Like the protective order itself, when a party submits such a motion in an agreed fashion, the court often enters a seal order as matter of course.  Exceptions exist, but they are not common. See BASF v. SNF Holding, No. 4:17-CV-251, 2019 WL 3554699, at *5 (S.D. Ga. Aug. 5, 2019) ("Plaintiff has offered only blanket assertions of confidentiality, and it does not bother to explain, with any degree of specificity, why sealing the content related to the many redactions in its brief is warranted.") (denying motion to seal).

While this process is unobjectionable in the context of routine discovery motions, it is flatly contrary to established precedent in the context of substantive, case-dispositive motions. See Romero v. Drummond Co., 480 F.3d 1234, 1245 (11th Cir. 2007) ("Material filed in connection with any substantive pretrial motion, unrelated to discovery, is subject to the common law right of access.").
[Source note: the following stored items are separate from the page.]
PR #101, opened 2023-01-23
Faro to Otel HTTP Payload transform - Part 1

codecapitano:
## Description

We want to be as compliant as possible to the OTel Payload schema. 
There for we want to introduce a new transport which converts Faro Transport Items to OTel payload. 

This PR is the first in a row which introduces the spec as well as the respective transforms to convert Faro Events, Errors, Measurements and Logs to ResourceLogs which are as compliant to OTel as we currently can.

* [OTel Semantic conventions](https://github.com/open-telemetry/opentelemetry-specification/tree/main/specification). Note: We use OTel Semantic Conventions where possible. [In cases there is no equivalent for a Faro attribute we prefixed the attribute with `grafana.` [discussion]](https://raintank-corp.slack.com/archives/C030T51HM2L/p1675351697590449).
* [OTel schema definitions](https://github.com/open-telemetry/opentelemetry-proto/tree/main/opentelemetry/proto)

Note:
I divided the implementation of the OtelHttpTransport in 3 parts.
* Part 1: is this PR which implements the Faro model to Otel http payload transforms
* Part 2: implements the transport #114 
* Part 3: implements the traces to Otel http payload transformations

## Open/Missing:
* [Add OTel compatible Traces transform](https://github.com/grafana/faro-web-sdk/issues/108)
* [Otel compatible Logs and Traces transport](https://github.com/grafana/faro-web-sdk/issues/109)
* [Align measurement payload to only be able to contain exactly one measurement](https://github.com/grafana/faro-web-sdk/issues/110)

## Checklist
- [x] Tests added
- [ ] Changelog updated
- [ ] Documentation updated


codecapitano:
# Logs Payload definition [draft]
This definition contains the spec to transport logs, events and errors via log resource.

Note: We also want to transport metrics with the logs resource, so this will be added next.

```json
{
  "resourceLogs": [
    {
      "resource": {
        "attributes": [
          // Taken from BROWSER CONVENTIONS. Some may differ from Faro, some only exist in Faro.
          // https://opentelemetry.io/docs/reference/specification/resource/semantic_conventions/browser/
          {
            "key": "browser.mobile", // OTEL SEMANTIC CONVENTIONS
            "value": { "boolValue": false }
          },
          {
            "key": "browser.name", // FARO
            "value": { "stringValue": "Firefox" }
          },
          {
            "key": "browser.version", // FARO
            "value": { "stringValue": "109.0" }
          },
          {
            "key": "browser.platform", // FARO
            "value": { "stringValue": "Mac OS 13.2" }
          },

          // Taken from TELEMENTRY CONVENTIONS. Some may differ from Faro, some only exist in Faro.
          // https://github.com/open-telemetry/opentelemetry-specification/blob/main/specification/resource/semantic_conventions/README.md#telemetry-sdk
          {
            "key": "telemetry.sdk.name", // OTEL SEMANTIC CONVENTIONS
            "value": { "stringValue": "@grafana/faro-core" }
          },
          {
            "key": "telemetry.sdk.language", // OTEL SEMANTIC CONVENTIONS
            "value": { "stringValue": "javascript" } // or nodejs
          },
          {
            "key": "telemetry.sdk.version", // OTEL SEMANTIC CONVENTIONS
            "value": { "stringValue": "1.0.0-beta2" }
          },

          {
            "key": "session.id", // FARO
            "value": { "stringValue": "abcdefg" }
          },
          {
            "key": "session.attributes", // FARO
            "value": { "kvlistValue": [] }
          },

          // Taken from GENERAL IDENDITY ATTRIBUTES. Some may differ from Faro, some only exist in Faro.
          // https://github.com/open-telemetry/opentelemetry-specification/blob/main/specification/trace/semantic_conventions/span-general.md#general-identity-attributes
          {
            "key": "enduser.id", // OTEL SEMANTIC CONVENTIONS
            "value": { "stringValue": "119" }
          },
          {
            "key": "enduser.name", // FARO
            "value": { "stringValue": "119" }
          },
          {
            "key": "enduser.email", // FARO
            "value": { "stringValue": "119" }
          },
          {
            "key": "enduser.attributes", // FARO
            "value": { "kvlistValue": [] }
          },

          {
            "key": "app.name", // FARO
            "value": { "stringValue": "foo" }
          },
          {
            "key": "app.release", // FARO
            "value": { "stringValue": "6.6.7." }
          },
          {
            "key": "app.version", // FARO
            "value": { "stringValue": "1.23" }
          },
          {
            "key": "app.environment", // FARO
            "value": { "stringValue": "production" }
          }
        ],

        // We'll hardcode this to 0
        "droppedAttributesCount": 0
      },

      "scopeLogs": [
        {
          // The scope should originate from the instrumentation that captured this
          // For the time being we don't have this information
          // We will use the sdk as the source of information
          "scope": {
            "name": "@grafana/faro-core",
            "version": "1.0.0-beta4"
          },
          "logRecords": [
            // +++ EVENT +++
            {
              // We convert the timestamp to milliseconds and then multiply them by 1 million
              // The timestamp comes from the timestamp property on the payload
              "timeUnixNano": 1674464646296000000,
              // We'll use the same value from timestamp property on the payload
              "observedTimeUnixNano": 1674464646296000000,
              // We can just use 1 and TRACE as values for event signals
              "severityNumber": 1,
              "severityText": "TRACE",
              "body": {
                "stringValue": "click_button_with_attributes"
              },
              "attributes": [
                // This should be a convention to identify events from the other logs
                {
                  "key": "faro.event", // FARO
                  "value": {
                    "boolValue": true
                  }
                },
                // Taken from SEMANTIC CONVENTION FOR EVENT ATTRIBUTES. Some may differ from Faro, some only exist in Faro.
                // https://github.com/open-telemetry/opentelemetry-specification/blob/main/specification/logs/semantic_conventions/events.md
                {
                  "key": "event.name", // OTEL SEMANTIC CONVENTIONS
                  "value": {
                    "stringValue": "click_button_with_attributes"
                  }
                },
                {
                  "key": "event.domain", // OTEL SEMANTIC CONVENTIONS
                  "value": {
                    "stringValue": "browser"
                  }
                },
                {
                  "key": "event.attributes", // FARO
                  "value": {
                    "kvlistValue": [
                      {
                        "key": "foo",
                        "value": {
                          "stringValue": "bar"
                        }
                      },
                      {
                        "key": "baz",
                        "value": {
                          "stringValue": "bad"
                        }
                      }
                    ]
                  }
                },
                {
                  "key": "view.name", // FARO
                  "value": {
                    "stringValue": "default"
                  }
                },
                {
                  "key": "page.url", // FARO
                  "value": {
                    "stringValue": "http://localhost:5173"
                  }
                }
              ],
              // We hardcode it to 0 for now
              "droppedAttributesCount": 0,
              // This is optional, so we can omit it completely
              // "flags": 0,
              // The following are taken from the trace property
              // We can just omit them if they don't exist in the original payload
              "traceId": "582d698467d6d4edd62011c11335a13d",
              "spanId": "e0668e8ad9e6badc"
            },

            // +++ ERROR +++
            {
              // We convert the timestamp to milliseconds and then multiply them by 1 million
              // The timestamp comes from the timestamp property on the payload
              "timeUnixNano": 1674468151431000000,
              // We'll use the same value from timestamp property on the payload
              "observedTimeUnixNano": 1674468151431000000,
              // We can just use 21 and FATAL as values for errors signals
              "severityNumber": 21,
              "severityText": "FATAL",
              "body": {
                "stringValue": "This is a thrown error"
              },
              "attributes": [
                // This should be a convention to identify errors from the other logs
                {
                  "key": "faro.error",
                  "value": {
                    "boolValue": true
                  }
                },
                {
                  "key": "error.stacktrace", // FARO
                  "value": {
                    "kvlistValue": [
                      {
                        "key": "filename",
                        "value": {
                          "arrayValue": {
                            "values": [
                              {
                                "stringValue": "http://localhost:5173/src/client/pages/Features/ErrorInstrumentation.tsx"
                              },
                              {
                                "stringValue": "http://localhost:5173/node_modules/.vite/deps/chunk-63FLCSTF.js?v=502c6d22"
                              },
                              {
                                "stringValue": "http://localhost:5173/node_modules/.vite/deps/@opentelemetry_context-zone.js?v=02a1e0ae"
                              }
                            ]
                          }
                        }
                      },
                      {
                        "key": "function",
                        "value": {
                          "arrayValue": {
                            "values": [
                              {
                                "stringValue": "throwError"
                              },
                              {
                                "stringValue": "HTMLUnknownElement.callCallback2"
                              },
                              {
                                "stringValue": "_ZoneDelegate.invokeTask"
                              }
                            ]
                          }
                        }
                      },
                      {
                        "key": "lineno",
                        "value": {
                          "arrayValue": {
                            "values": [
                              {
                                "intValue": 21
                              },
                              {
                                "intValue": 3674
                              },
                              {
                                "intValue": 460
                              }
                            ]
                          }
                        }
                      },
                      {
                        "key": "colno",
                        "value": {
                          "arraylue": {
                            "values": [
                              {
                                "intValue": 11
                              },
                              {
                                "intValue": 22
                              },
                              {
                                "intValue": 171
                              }
                            ]
                          }
                        }
                      }
                    ]
                  }
                },
                // Taken from Semantic CONVENTIONS FOR EXCEPTIONS. Some may differ from Faro, some only exist in Faro.
                // https://github.com/open-telemetry/opentelemetry-specification/blob/main/specification/logs/semantic_conventions/exceptions.md
                {
                  "key": "exception.message", // OTEL SEMANTIC CONVENTIONS
                  "value": {
                    "stringValue": "The exception message."
                  }
                },
                {
                  "key": "exception.stacktrace", // OTEL SEMANTIC CONVENTIONS
                  "value": {
                    "stringValue": "A stacktrace as a string in the natural representation for the language runtime. The representation is to be determined and documented by each language SIG."
                  }
                },
                {
                  "key": "exception.type", // OTEL SEMANTIC CONVENTIONS
                  "value": {
                    "stringValue": "The type of the exception (its fully-qualified class name, if applicable). The dynamic type of the exception should be preferred over the static type in languages that support it."
                  }
                },

                {
                  "key": "view.name", // FARO
                  "value": {
                    "stringValue": "default"
                  }
                },
                {
                  "key": "page.url", // FARO
                  "value": {
                    "stringValue": "http://localhost:5173"
                  }
                }
              ],
              // We hardcode it to 0 for now
              "droppedAttributesCount": 0,
              // This is optional, so we can omit it completely
              // "flags": 0,
              // The following are taken from the trace property
              // We can just omit them if they don't exist in the original payload
              "traceId": "33cd71f73e44814794b2472917c71f81",
              "spanId": "00fdd358b506931a"
            },

            // +++ LOG +++
            {
              // We convert the timestamp to milliseconds and then multiply them by 1 million
              // The timestamp comes from the timestamp property on the payload
              "timeUnixNano": 1674472561805000000,
              // We'll use the same value from timestamp property on the payload
              "observedTimeUnixNano": 1674472561805000000,
              // For severity we can have the following convention:
              // console.log - 10 / INFO2 -> this is a special case
              // console.trace - 1 / TRACE
              // console.debug - 5 / DEBUG
              // console.info - 9 / INFO
              // console.warn - 13 / WARN
              // console.error - 17 / ERROR
              "severityNumber": 10,
              "severityText": "INFO2",
              "body": {
                "stringValue": "Faro was initialized"
              },
              "attributes": [
                {
                  "key": "foo",
                  "value": {
                    "stringValue": "bar"
                  }
                },
                // This should be a convention to Faro logs from other logs
                {
                  "key": "faro.log",
                  "value": {
                    "boolValue": true
                  }
                },

                {
                  "key": "view.name",
                  "value": {
                    "stringValue": "default"
                  }
                },
                {
                  "key": "page.url",
                  "value": {
                    "stringValue": "http://localhost:5173"
                  }
                }
              ],
              // Just hardcode it to 0 for now
              "droppedAttributesCount": 0
              // This is optional, so we can omit it completely
              // "flags": 0,
              // The following are taken from the trace property
              // We can just omit them if they don't exist in the original payload
              // "traceId": "",
              // "spanId": ""
            }
          ]
        }
      ]
    }
  ]
}
```

codecapitano:
@bfmatei @domasx2 

**Proposal:** 
let's prefix all attributes which are defined by faro / which are not defined in OTELs Semantic Attributes with `faro`.

**Pros:**
With this we make it explicit that theses attributes are not part of the OTEL standard.

**Cons:** 
If an attribute would with the same name (without the `faro` prefix) we need extra work to introduce the Otel compliant attribute and deprecate the respective faro specific attribute.   

Like: `faro.foo.bar` 

Wdyt?

packages/web-sdk/src/transports/otlp/transport.ts
```diff
@@ -0,0 +1,174 @@
...
+      if (!isNaN(date)) {
+        return new Date(date);
+      }
+    }
+
+    return new Date(now + this.rateLimitBackoffMs);
+  }
+}
+
+interface OtlpTransportBody {
```
domasx2, line 170: note that OTLP specifies that traces, logs and metrics have each to be sent to separate endpoints, see https://github.com/open-telemetry/opentelemetry-specification/blob/main/specification/protocol/otlp.md#otlphttp-request

packages/web-sdk/src/transports/otlp/transport.ts
```diff
@@ -0,0 +1,174 @@
...
+  resourceMetrics: MeasurementEvent[];
```
domasx2, line 171: I think this is the correct metric type: https://github.com/open-telemetry/opentelemetry-js/blob/main/packages/sdk-metrics/src/export/MetricData.ts#L69

packages/web-sdk/src/transports/otlp/transport.ts
```diff
@@ -0,0 +1,174 @@
...
+  resourceLogs: (LogEvent | ExceptionEvent | EventEvent)[];
+  resourceSpans: TraceEvent[];
```
domasx2, line 173: I think this is the correct type https://github.com/open-telemetry/opentelemetry-js/blob/main/experimental/packages/otlp-transformer/src/trace/types.ts#L27

packages/web-sdk/src/transports/otlp/transport.ts
```diff
@@ -0,0 +1,174 @@
...
+      }
+    }
+
+    return new Date(now + this.rateLimitBackoffMs);
+  }
+}
+
+interface OtlpTransportBody {
+  resourceMetrics: MeasurementEvent[];
+  resourceLogs: (LogEvent | ExceptionEvent | EventEvent)[];
```
domasx2, line 172: Not sure that there are typescript types for otlp logs yet :/ might need to be generated from protobuf

packages/web-sdk/src/transports/otlp/transport.ts
```diff
@@ -0,0 +1,174 @@
...
+  private readonly getNow: () => number;
+
+  private readonly sendBatchSize: number;
+  private readonly sendTimeoutMs: number;
+
+  private readonly signalsBuffer: TransportItem<APIEvent>[] = [];
+
+  promiseBuffer: PromiseBuffer<Response | void>;
+
+  constructor(private options: OtlpTransportOptions) {
```
domasx2, line 40: otel js implementation for traces: https://github.com/open-telemetry/opentelemetry-js/tree/main/experimental/packages/exporter-trace-otlp-http
otel js implementation for metrics: https://github.com/open-telemetry/opentelemetry-js/blob/main/experimental/packages/opentelemetry-exporter-metrics-otlp-http/src/platform/browser/OTLPMetricExporter.ts

Probably hard to incorporate these, but if insipiration is needed :)

domasx2 (commented):
couple of notes re otlp

domasx2:
Re `faro.*` - not sure, haven't seen it done this way. Might be ok to just add non standard attrs. I suggest to bring this up with opentelemetry folks though, they will have more perspective

packages/web-sdk/src/transports/otlp/transform/semanticResourceAttributes.ts
```diff
@@ -0,0 +1,39 @@
...
+  BROWSER_LANGUAGE: 'browser.language', // TODO: Q: shall we add this to meta.ts => window.navigator.language
+} as const;
+
+export const faroResourceAttributes = {
+  BROWSER_MOBILE: SemanticBrowserAttributes.BROWSER_MOBILE, // browser.mobile
+  BROWSER_NAME: 'browser.name', // FARO
+  BROWSER_VERSION: 'browser.version', // FARO
+  BROWSER_PLATFORM: SemanticBrowserAttributes.BROWSER_PLATFORM, // 'browser.platform'
+
+  TELEMETRY_SDK_NAME: SemanticResourceAttributes.TELEMETRY_SDK_NAME, // 'telemetry.sdk.name',
```
codecapitano, line 23: Note:
Unfortunately `SemanticResourceAttributes` and `SemanticAttributes` are all of type string. 
The object which contains the real values is auto generated. 

This means using widens the derive type to string instead of a union of the actual values. 
So maybe we should use the respective string values instead of retrieving the form the npm module.

packages/web-sdk/src/transports/otlp/transform/Resource.ts
```diff
@@ -0,0 +1,58 @@
...
+import { faroResourceAttributes } from './semanticResourceAttributes';
+import type { Attribute, FaroResourceAttributes, PayloadResourceChild } from './types';
+
+type PayloadResource = {
+  resource: {
+    attributes: Attribute<FaroResourceAttributes>[];
+    droppedAttributesCount: number;
+  };
+};
+export class Resource implements PayloadResourceChild<PayloadResource> {
```
codecapitano, line 14: Note:
Not decided right now if this stays a class or if I convert it to
a simple function which returns the JSON directly.

packages/web-sdk/src/transports/otlp/proposal-logs-payload-1.json
```diff
@@ -0,0 +1,465 @@
...
+              // We can just use 1 and TRACE as values for event signals
+              "severityNumber": 1,
+              "severityText": "TRACE",
+              "body": {
+                "stringValue": "click_button_with_attributes"
+              },
+              "attributes": [
+                // This should be a convention to identify events from the other logs
+                {
+                  "key": "faro.event", // FARO
```
domasx2, line 116: IMHO unnecessary to specify that event is an event :-) exceptions/measurements can be extracted by `event.name`

packages/web-sdk/src/transports/otlp/types.ts
```diff
@@ -0,0 +1,36 @@
...
+  defaultRateLimitBackoffMs?: number;
+
+  // get current date. for mocking purposes in tests
+  getNow?: ClockFn;
+
+  // addition options for global.Fetch
+  requestOptions?: OtlpTransportRequestOptions;
+}
+
+export type ClockFn = () => number;
```
bfmatei, line 36: This should be moved to a shared type and be used in both transports

packages/web-sdk/src/transports/otlp/types.ts
```diff
@@ -0,0 +1,36 @@
...
+  apiKey?: string;
+
+  // how many requests to buffer in total
+  bufferSize?: number;
+
+  // how many signals to send in one request
+  sendBatchSize?: number;
+
+  // how many seconds to wait till we send the the signals
+  timeout?: number;
```
bfmatei, line 19: Should we name this `debounceTimeout` or something similar?

packages/web-sdk/src/transports/otlp/types.ts
```diff
@@ -0,0 +1,36 @@
+export interface OtlpTransportRequestOptions extends Omit<RequestInit, 'body' | 'headers'> {
```
bfmatei, line 1: This can be in a shared type

packages/web-sdk/src/transports/otlp/transport.ts
bfmatei: We also don't send `resourceMetrics` for the time being.

packages/web-sdk/src/transports/otlp/transport.ts
```diff
@@ -0,0 +1,199 @@
...
+  //     if (!isNaN(date)) {
+  //       return new Date(date);
+  //     }
+  //   }
+
+  //   return new Date(now + this.rateLimitBackoffMs);
+  // }
+}
+
+interface OtlpTransportBody {
```
bfmatei, line 195: Each of those should be optional (`resourceLogs?:`).

packages/web-sdk/src/transports/otlp/transport.test.ts
```diff
@@ -0,0 +1,7 @@
+describe.skip('FetchTransport', () => {
+    // TODO:
+
+    // beforeEach(() => {
+    //   fetch.mockClear();
+    // });
+})
```
bfmatei, line 7: Don't forget an empty line at the end.

packages/web-sdk/src/transports/otlp/transform/ErrorLogRecord.ts
```diff
@@ -0,0 +1,22 @@
+import type { LogEvent, TransportItem } from 'packages/core/dist/types';
```
bfmatei, line 1: Those should be `from '@grafana/faro-core'`.

packages/web-sdk/src/transports/otlp/transform/ErrorLogRecord.ts
```diff
@@ -0,0 +1,22 @@
...
+import type { ExceptionEvent } from 'packages/core/src/api';
+import type { Attribute, PayloadMember } from './types';
+
+export type ErrorLogRecordPayload = {
```
bfmatei, line 5: We prefer interfaces in favor of types.

packages/web-sdk/src/transports/otlp/transform/LogLogRecord.test.ts
```diff
@@ -0,0 +1,64 @@
+import { LogEvent, LogLevel, TransportItem, TransportItemType } from '@grafana/faro-core';
+import { LogLogRecord } from './LogLogRecord';
+
+const item: TransportItem<LogEvent> = {
```
bfmatei, line 4: If we define them outside of a `beforeEach`, it's best to declare them as constant objects:
```ts
const example = {
  // ... props
} as const;
```

packages/web-sdk/src/transports/otlp/transform/LogRecordFactory.ts
```diff
@@ -0,0 +1,45 @@
...
+import { LogLogRecord } from './LogLogRecord';
+import { MeasurementLogRecord } from './MeasurementLogRecord';
+
+import type { LogTransportItem } from './types';
+
+export type LogRecord = LogLogRecord | ErrorLogRecord | EventLogRecord | MeasurementLogRecord;
+
+export class LogRecordFactory {
+  static getNewLogRecord(item: LogTransportItem): LogRecord {
+    if (isLogEventTransport(item)) {
```
bfmatei, line 14: Switch this to a `switch`

packages/web-sdk/src/transports/otlp/transform/LogRecordFactory.ts
```diff
@@ -0,0 +1,45 @@
...
+      return new ErrorLogRecord(item);
+    }
+    if (isEventEventTransport(item)) {
+      return new EventLogRecord(item);
+    }
+    if (isMeasurementEventTransport(item)) {
+      return new MeasurementLogRecord(item);
+    }
+
+    throw new Error(`Unknown TransportItemType: ${item.type}`);
```
bfmatei, line 27: Use the `internalLogger` instead of throwing errors the JS way.

packages/web-sdk/src/transports/otlp/transform/Resource.test.ts
```diff
@@ -0,0 +1,247 @@
...
+        key: 'app.release',
+        value: { stringValue: 'app-v1.23' },
+      },
+    ],
+    droppedAttributesCount: 0,
+  },
+} as const;
+
+describe('Resource', () => {
+  test('Builds resource payload object for given transport item.', () => {
```
bfmatei, line 170: We use `it` instead of `test`

packages/web-sdk/src/transports/otlp/transform/attributeUtils.ts
```diff
@@ -0,0 +1,39 @@
+import type { MetaAttributes } from 'packages/core/dist/types';
+import type { AttributeTypes, FaroResourceAttributes } from './types';
+
+export const attributeValueType = {
```
bfmatei, line 4: We prefer `enums` wherever possible

packages/web-sdk/src/transports/otlp/transform/attributeUtils.ts
```diff
@@ -0,0 +1,39 @@
...
+  kvList: 'kvListValue',
+} as const;
+
+export function toAttribute<T>(
+  attributeName: T,
+  attributeValue: any,
+  attributeType: AttributeTypes = attributeValueType.string
+) {
+  if (attributeValue == null || attributeValue === '') {
+    return;
```
bfmatei, line 16: It's best to add something to the `return`. I.E. `return undefined`

packages/web-sdk/src/transports/otlp/transform/attributeUtils.ts
```diff
@@ -0,0 +1,39 @@
...
+  bool: 'boolValue',
+  string: 'stringValue',
+  kvList: 'kvListValue',
+} as const;
+
+export function toAttribute<T>(
+  attributeName: T,
+  attributeValue: any,
+  attributeType: AttributeTypes = attributeValueType.string
+) {
```
bfmatei, line 14: All functions should have a return type

packages/web-sdk/src/transports/otlp/otlpPayloadLogger.ts
```diff
@@ -0,0 +1,3 @@
+import { createInternalLogger } from '@grafana/faro-core';
+
+export const internalLogger = createInternalLogger();
```
codecapitano, line 3: Wrong usage of logger.

Internal logger is part of the `transport` class and provided via `BaseExtension`.

Will add this in follow and remove this logger.

packages/web-sdk/src/transports/otlp/payload/transform/types.ts
```diff
@@ -0,0 +1,57 @@
...
+export interface ResourcePayload {
+  attributes: Attribute[];
+}
+
+export interface ScopeLog {
+  scope: { name: string; version: string };
+  logRecords: LogRecordPayload[];
+}
+
+export type LogRecordPayload =
```
domasx2, line 14: I don't think it's worthile to disambiguate to payload types like this; all the properties are generic and potentially relevant

packages/web-sdk/src/transports/otlp/payload/transform/types.ts
```diff
@@ -0,0 +1,57 @@
+import type { APIEvent, TransportItem } from '@grafana/faro-core';
+
+import type { Attribute } from '../attribute';
+
+export interface ResourcePayload {
```
domasx2, line 5: I was looking for typescript types in the reference sdk. There's https://github.com/open-telemetry/opentelemetry-js/blob/main/experimental/packages/api-logs/src/types/LogRecord.ts, but I'm not sure these work as export request types, and there's no log exporter yet in there

packages/web-sdk/src/transports/otlp/payload/OtelPayload.ts
```diff
@@ -0,0 +1,59 @@
...
+
+  addResourceItem(transportItem: TransportItem): void {
+    const { type, meta } = transportItem;
+
+    switch (type) {
+      case TransportItemType.LOG:
+      case TransportItemType.EXCEPTION:
+      case TransportItemType.EVENT:
+      case TransportItemType.MEASUREMENT:
+        const resourceLogWithMeta = this.resourceLogsWithMetas.find(({ resourceLog }) => resourceLog);
```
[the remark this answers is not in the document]
codecapitano: Oh damn good catch. Yes it should find the item by the exact same meta.

packages/web-sdk/src/transports/otlp/payload/transform/transform.ts
```diff
@@ -0,0 +1,199 @@
...
+export function getResourceLogPayload(transportItem: LogTransportItem) {
+  const resource = getResource(transportItem);
+
+  return {
+    resource,
+    scopeLogs: [getScopeLog(transportItem)],
+  };
+}
+
+function getResource(transportItem: LogTransportItem): Readonly<ResourcePayload> {
```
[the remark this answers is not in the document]
codecapitano: Much better!

packages/web-sdk/src/transports/otlp/payload/transform/types.ts
codecapitano: Hmmm thought about thsi to but added them because e. g. `LogLogRecordPayload` has a bunch of properties which `MeasurementLogRecord` doesn't have.
Also for types have different non-optional properties than others. 

Would you still put everything in one type and make all properties optional then?

codecapitano: You're right it does not provide much value to disambiguate here.
Changed it.

packages/web-sdk/src/transports/otlp/payload/OtelPayload.ts
```diff
@@ -0,0 +1,59 @@
...
+          resourceLog.scopeLogs.push(toScopeLog(transportItem));
+        } else {
+          this.resourceLogsWithMetas.push({
+            resourceLog: toResourceLog(transportItem),
+            meta,
+          });
+        }
+
+        break;
+      case TransportItemType.TRACE:
```
domasx2, line 52: what about traces?

packages/web-sdk/src/transports/otlp/payload/transform/transform.ts
```diff
@@ -0,0 +1,192 @@
...
+  const body = toAttributeValue(payload.name) as { stringValue: string; key: string };
+
+  return {
+    timeUnixNano,
+    body,
+    attributes: [
+      ...getCommonLogAttributes(meta),
+      toAttribute('event.name', payload.name), // No prefix because this is a semantic attribute. But event.name constant is currently missing in sematic-conventions npm package
+      toAttribute('event.domain', payload.domain), // No prefix because this is a semantic attribute. But event.domain constant is currently missing in sematic-conventions npm package
+      toAttribute('grafana.event.attributes', payload.attributes),
```
domasx2, line 130: if we're gonna scope it, might make more sense to use `faro.event.attributes`, this is "faro" sdk after all.
BUT: why not just inline them as `event.[attr key]` each? I think this is what I'd expect as a user

domasx2 (approved):
looks good, just a few more comments

packages/web-sdk/src/transports/otlp/payload/OtelPayload.ts
codecapitano: Traces will be added with PR No 3.

packages/web-sdk/src/transports/otlp/payload/transform/transform.ts
domasx2: So this is intended to be an unopinionated API for pushing events, not semantically Faro specific. I think it should allow providing arbitrary event attributes, and it should be up to the caller to decide on the attribute name. Eg, an instrumentation may want to provide a valid semantic OTEL attribute, but would be unable to because it is automatically prefixed. If we have Faro instrumentations creating Faro specific attributes, the instrumentation should be responsible for naming, not the core SDK. Does that make sense?

codecapitano: After a call with @domasx2 we decided to:
- Remove the prefixes from most attributes
- For some very Faro specific ones like `faro.error.stacktrace`, which has it's own data structure, we keep the prefix but change it to Faro.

Trade secrets are entitled to protection and sealed treatment, even in the context of dispositive motions, but sealing actions have extended the definition of a trade secret far beyond what is actually supported in the case law. Florida law, for example, defines a trade secret as information that "derives independent economic value, actual or potential, from not being generally known to, and not being readily ascertainable by proper means by, other persons who can obtain economic value from its disclosure or use" and that is "the subject of efforts that are reasonable under the circumstances to maintain its secrecy."

Much of what is presented to courts as "trade secrets" justifying sealed treatment is basic internal business communication, none of which has the "independent economic value" an actual trade secret possesses. See PPD Enterprises, 2017 WL 3263469 at *1 ("the court agrees that trade secrets should be protected. But no rational person could regard every single company email, regardless how vacuous or mundane, as a legitimate trade secret … After all, defendants business is the manufacture and supply of orthopedic medical equipment; they do not traffic in state secrets or classified national security information.").

In Covid-19 litigation, it is likely that emails and related internal business correspondence will be highly relevant to determining whether any given defendant failed to warn consumers of a known risk. Any defendant in possession of such documents will make every effort to seal them, and it will be up to vigilant litigants and courts across this country to only conceal from the public true trade secrets, thereby preserving the long-standing right of access to judicial proceedings.

Alec H. Schultz focuses on commercial litigation at León Cosgrove LLP.